= Molly Downer =

Alleged witch

Molly Downer was reportedly the last witch on the Isle of Wight.

==Biography==
Told as a ballad in Ballads of the Isle of Wight, Downer lived in Hillway near Bembridge, a thatched cottage now known as Witches Hatch. The cottage dates back to 1558.

Sources differ in her heritage; she was either the illegitimate daughter of a local vicar, the Reverend Barwis of Niton, who left a small amount of money to subsist on when he died, or from a wealthy family who made their fortune from smuggling. Downer herself would entice customs men in order to get free alcohol. She became a recluse.

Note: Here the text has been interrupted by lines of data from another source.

PR #1130, opened 2026-07-15
[OSDEV-2928] Extend admin facility lists endpoint for list-moderation workflows

protsack-stephan:
## Summary

Extend `GET /api/admin-facility-lists/` so superusers can iterate facility lists in id order and see contributor contact details without extra queries per row.

- Add optional `ordering` query param (`created_at`, `-created_at`, `id`, `-id`; default remains `created_at` ascending).
- Add optional `id__gt` cursor filter for id-based pagination (`?ordering=id&id__gt=100`).
- Return `contributor_name` and `contributor_email` on each list (from the list's source contributor and admin user).
- Join `source`, `contributor`, and `admin` via `select_related` to avoid N+1 lookups for the new fields.

Existing clients are unchanged when the new query params are omitted.

## Test plan

- [x] `docker compose exec django python manage.py test api.tests.test_dashboard_list`
- [ ] Confirm `GET /api/admin-facility-lists/?ordering=id&id__gt=0` returns lists in ascending id order with contributor fields populated
- [ ] Confirm omitting new params preserves previous dashboard behavior


VadimKovalenkoSNF (approved):
Looks clear, approved.

daniellekain (approved):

Local people began to consider her a witch and one woman called Harriet began to taunt and harass her, resulting in Molly cursing her that should any good fortune fall upon her, she would might die before possession, which duly happened in 1847. Rare visitors to her cottage, often "charitable" ladies pressing religious tracts upon her (which she studiously ignored), reported it to be hung with bottles containing unknown liquids and dolls with pins in them. Many local people attested to her curative powers as a "charmer" against minor illnesses. Eventually she was found dead by a woman who lent her books, and was buried without rites in Brading Churchyard.

==Legacy==
Downer was the inspiration for an ale from Ventnor Brewery, "Molly Downer". The paeonia mlokose-witschii, a yellow peony flower from Caucasus is commonly known as "Molly the Witch". Martin Page suggests that it may have been named after the story of Molly was published in 1844, in the book of ballads. A local theatre group on the Isle of Wight performed an original musical based on the life of Molly Downer at the 2023 Ventnor Fringe.